The economy has proved resilient in the face of a challenging international environment, and is expected to do the same going forward, the Central Bank boss said on Monday.
Christodoulos Patsalides was speaking in parliament during a review of the central bank’s budget for 2025.
In a prepared statement he read out to MPs, Patsalides said that for this year Cyprus will boast the second highest rate of GDP growth in the European Union.
Forecasts see GDP settling at 3.5 per cent for the whole of 2024 – compared to the average of 0.8 per cent for the euro area.
This trend would continue into 2025 and 2026, with GDP projected at 3.1 per cent and 3.2 per cent, respectively.
The Cypriot economy can withstand external shocks, for example from geopolitical events such as the conflicts in Ukraine and the Middle East.
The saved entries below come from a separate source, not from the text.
PR #22, opened 2022-03-09
Enable process fetcher to fetch process configuration file

ofiriro3:
As part of implementing the entire Kubernetes benchmark, we would like to support the reading of a process-related configuration file.

Closes: https://github.com/elastic/security-team/issues/3263


resources/fetchers/process_fetcher.go
```diff
@@ -2,18 +2,27 @@ package fetchers
...
 )
 
 type ProcessResource struct {
-	PID  string        `json:"pid"`
-	Cmd  string        `json:"command"`
-	Stat proc.ProcStat `json:"stat"`
+	PID    string                 `json:"pid"`
+	Cmd    string                 `json:"command"`
+	Stat   proc.ProcStat          `json:"stat"`
+	Config map[string]interface{} `json:"config"`
```
ofiriro3, line 25: Wondering about the name of the field. 

Will we ever extend it?

resources/fetchers/process_fetcher.go
```diff
@@ -22,7 +31,12 @@ type ProcessesFetcher struct {
 
 type ProcessFetcherConfig struct {
 	BaseFetcherConfig
-	Directory string `config:"directory"` // parent directory of target procfs
+	Directory         string                               `config:"directory"` // parent directory of target procfs
+	RequiredProcesses map[string]ProcessInputConfiguration `config:"required_processes"`
+}
+
+type ProcessInputConfiguration struct {
+	RequiredFileInputArguments []string `config:"required-file-arguments"`
```
ofiriro3, line 39: Better name ?

resources/fetchers/process_fetcher.go
oren-zohar:
```suggestion
	Config common.MapStr `json:"config"`
```

oren-zohar: 🤔

oren-zohar (changes requested):
Looks good, with minor changes. Tests failed locally for some reason, also the integration test shows no data, can you please check both?

config/config.go
```diff
@@ -13,11 +13,18 @@ const DefaultNamespace = "default"
 const ResultsDatastreamIndexPrefix = "logs-cis_kubernetes_benchmark.findings"
 const MetadataDatastreamIndexPrefix = ".logs-cis_kubernetes_benchmark.metadata"
 
+type ProcessInputConfiguration struct {
```
ofiriro3, line 16: I thought about it a lot - Should the process configuration should be a part of the config or part of the process struct. I found reason in both.

In the end, I decided to put it here since I believe that the config is more "external" configuration than "internal".

I mean, the configuration of the process can be defined out of the general config and not the other way around.

ofiriro3 (commented):
Ready for review

cloudbeat.yml
```diff
@@ -17,6 +17,14 @@ cloudbeat:
   - name: kube-api
   - name: process
     directory: "/hostfs"
+    processes:
```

This is despite the “direct impact” these conflicts have on energy prices but also on “the psychology and decisions of households and businesses”.
Other risks to the economy include climate change and cyberattacks.
“The healthy growth of the Cypriot economy and the broadening of the productive sectors make for an important safety net for absorbing shocks,” said the Central Bank governor.
He made mention of Moody’s double upgrading of Cyprus’ sovereign credit rating – from Baa2 to A3 – calling this “a major vote of confidence”.
Meantime inflation is expected to close out at 2.2 per cent for 2024 – a drop from the 3.9 per cent recorded in 2023.
This was below the medium-term target of 2 per cent inflation set by the European Central Bank.
The labour market is also demonstrating resilience, with unemployment falling.
On interest rates, Patsalides said they would remain “sufficiently restrictive” for as long as it takes in order to tackle inflation.
He conceded that interest rates in Cyprus are “less responsive” compared to other countries in the euro area.
“The small size of our economy contributes to interest rates adjusting at a slower pace than they do in larger economies. The pace of adjustment is further slowed down by the excess liquidity in the Cypriot banking sector – the ratio of loans to deposits is at 49.3 per cent, compared to 106.5 per cent in the EU.”
Nonetheless, lending rates here have been trending downward. The interest rate on new business loans averaged at 5.32 per cent in September, compared to 6.06 per cent for the corresponding period last year.
Likewise interest rates for new housing loans clocked at 4.53 per cent in September – down from 5.19 per cent in January.
Patsalides stated that the Central Bank of Cyprus (CBC) is “unsatisfied” with the gap between deposit and lending interest rates. However the CBC has no authority to intervene.
Responding to a question on whether the ‘windfall profits’ of commercial lenders should be taxed, the central bank boss said such a move might have unforeseen consequences and discourage foreign investment.
On crypto-currencies, Patsalides was skeptical, noting that there exist no reliable data as to the size of the market or the way in which prices are set.
The review of the Central Bank’s balance sheet marks the conclusion of parliament’s review of the 2025 state budget.
In her own remarks, MP Christiana Erotokritou, chair of the House finance committee, complained about the fact that semi-governmental organisations had once again not submitted their respective budgets on time.